Rather than waiting to process all this complex visual information, breaking down the motion of the ball, it's likely location, etc. and then decide to swing, it is just easier to plan on making that swing before you've even seen the pitch. The batter now has a whole 258ms of time to see the ball and make a decision as to whether or not to cancel the swing. Put another way, he can watch the first 34 feet of the pitch before having to start his swing. Thus, his brain is "primed" to go and the only limited factor is how quickly he can put on the breaks when he needs it.

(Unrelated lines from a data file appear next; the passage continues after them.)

Issue #284, opened 2024-05-14
SBOM: get application "version" and spec "spdx|cyclonedx"


carlosthe19916:
- Trustification has a way of identifying the version of the application from which the SBOM was taken. See image below (the image belongs to Trustification):

![Screenshot from 2024-05-14 12-47-19](https://github.com/trustification/trustify/assets/2582866/76a5332b-2020-4a98-9bd2-ef294f0a715c)

- On the other hand, it would be beneficial to also have on a field the spec format to which the SBOM belongs to. e.g. spdx|cyclonedx

ctron:
I think what would also make sense is to somehow have the "namespace" (unique ID). As an SBOM may have the same name/version, it might be hard to distinguish those. However, we might decide to not show it as prominent as the other fields.

On the other side, it might be an alternative to group "by name", show only the most recent, and provide the user with a sub-query to see older versions too.

ctron:
Closed by https://github.com/trustification/trustify/issues/414

carlosthe19916:
@ctron this issue was closed as "done". which are the fields that are supposed to be used in for rendering the "version" of an SBOM? I can only see a field `described_by.version` and `described_by` is an array; Are you saying a single SBOM can have multiple versions? 

![image](https://github.com/trustification/trustify/assets/2582866/0801c153-c02c-4215-94a6-31667e43f60d)

ctron:
An SBOM doesn't always have a version. Not to be confused with the "version of the SBOM" or the "spec version of the SBOM".

CycloneDX can have a single defining component, which may have a version. SPDX has zero or more "describing" packages, which don't have a version, but which can have an external reference (like PURLs) which may have a version. That's also why some of our SBOMs have a version as part of the SBOM name.

Fun :)

I don't think the backend should make any modifications to the data when returning it. Just return what is known.

The UI can make this more user friendly on some overview screens (like tables). But should provide unaltered detail in more detailed screens.

So what could be done is to extract a single version from that response. If there's none, then there's none. If there's one, the situation is simple. If there are more than one, then the UI needs to get a little bit creating. I could imagine to show multiple, and then stop at some point with "and 5 more". Which will rarely be the case I guess.

Issue #414, opened 2024-06-17
Fetching all SBOMs actually returns all nodes of the SBOM


ctron:
That's due to a wrongly used relationship definition. As there can only be one relationship, we need to different way. SeaORM seems to solves this via "links".

I have a local fix for this, but want to tackle this in combination with #284.

ctron:
Closed by #424

PR #419, opened 2024-06-18
Add SBOM version, fix SBOM listing

ctron:
The main motivation of this PR is to fix issue #284, adding an SBOM version to the response.

For CycloneDX there can be a dedicated version of the main component of the SBOM. For SPDX, there can exist one or more packages describing the SBOM, which may include the version information.

So the information which can be provides is a "described_by" set of packages per SBOM, which contains CPEs, PURLs, a name and an optional version information. However, this set can also be empty.

During work in this issue I discovered another one (#414), where instead of returning all SBOMs, the endpoint returned all SBOM nodes. This is also fixed as part of this PR.

### DIFF
--- a/migration/src/m0000250_create_sbom_package.rs
+++ b/migration/src/m0000250_create_sbom_package.rs
@@ -14,6 +14,7 @@ impl MigrationTrait for Migration {
                     .if_not_exists()
                     .col(ColumnDef::new(SbomPackage::SbomId).uuid().not_null())
                     .col(ColumnDef::new(SbomPackage::NodeId).string().not_null())
+                    .col(ColumnDef::new(SbomPackage::Version).string())
                     .primary_key(
                         Index::create()
                             .col(SbomPackage::SbomId)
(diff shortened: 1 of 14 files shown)


ctron:
cc @carlosthe19916

migration/src/m0000250_create_sbom_package.rs
```diff
@@ -14,6 +14,7 @@ impl MigrationTrait for Migration {
                     .if_not_exists()
                     .col(ColumnDef::new(SbomPackage::SbomId).uuid().not_null())
                     .col(ColumnDef::new(SbomPackage::NodeId).string().not_null())
+                    .col(ColumnDef::new(SbomPackage::Version).string())
```
jcrossley3, line 17: Please create a new migration for this.

jcrossley3 (changes requested):

ctron:
Looks like this got merged in via #424. I'll create a follow up PR.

I bet having 258ms to think never seemed like such a luxury before.
Clash of the titans
According to Wikipedia (what... you thought this was scientific or something), it takes 100-400ms to blink your eye. Which means that in literally the blink of an eye, the batter’s brain has to make a rapid series of accurate calculations to hit the oncoming ball. Seriously even if you blink really fast, you’ve lost half of the usable part of the pitch.
Therein lies why I think baseball should be considered as much a sport about brains as it is about brawn. Sure, the strategy of the game may not be as complex as chess. The predictive thinking may not extend more than a half a second, rather than seconds or minutes as in chess. But in the very brief window of time that is the pitch, the fundamental limit to your hitting abilities is as much the speed of your neurons as it is the strength of your muscles.
Kasparov can stare at his board all that he wants, he still wouldn’t be half of the efficient neural processing machine as Andrew McCutchen is at bat!
* For you neuroscience nerds, the subthalamic nucleus excites the globus pallidus, which inhibits the thalamus from sending excitatory signals to the motor cortex and thus stopping the “gating” of the action of corticospinal projections.
Tim Verstynen, Ph.D., is an assistant professor of psychology at Carnegie Mellon. He is interested in sensorimotor systems, plasticity, and zombie brains.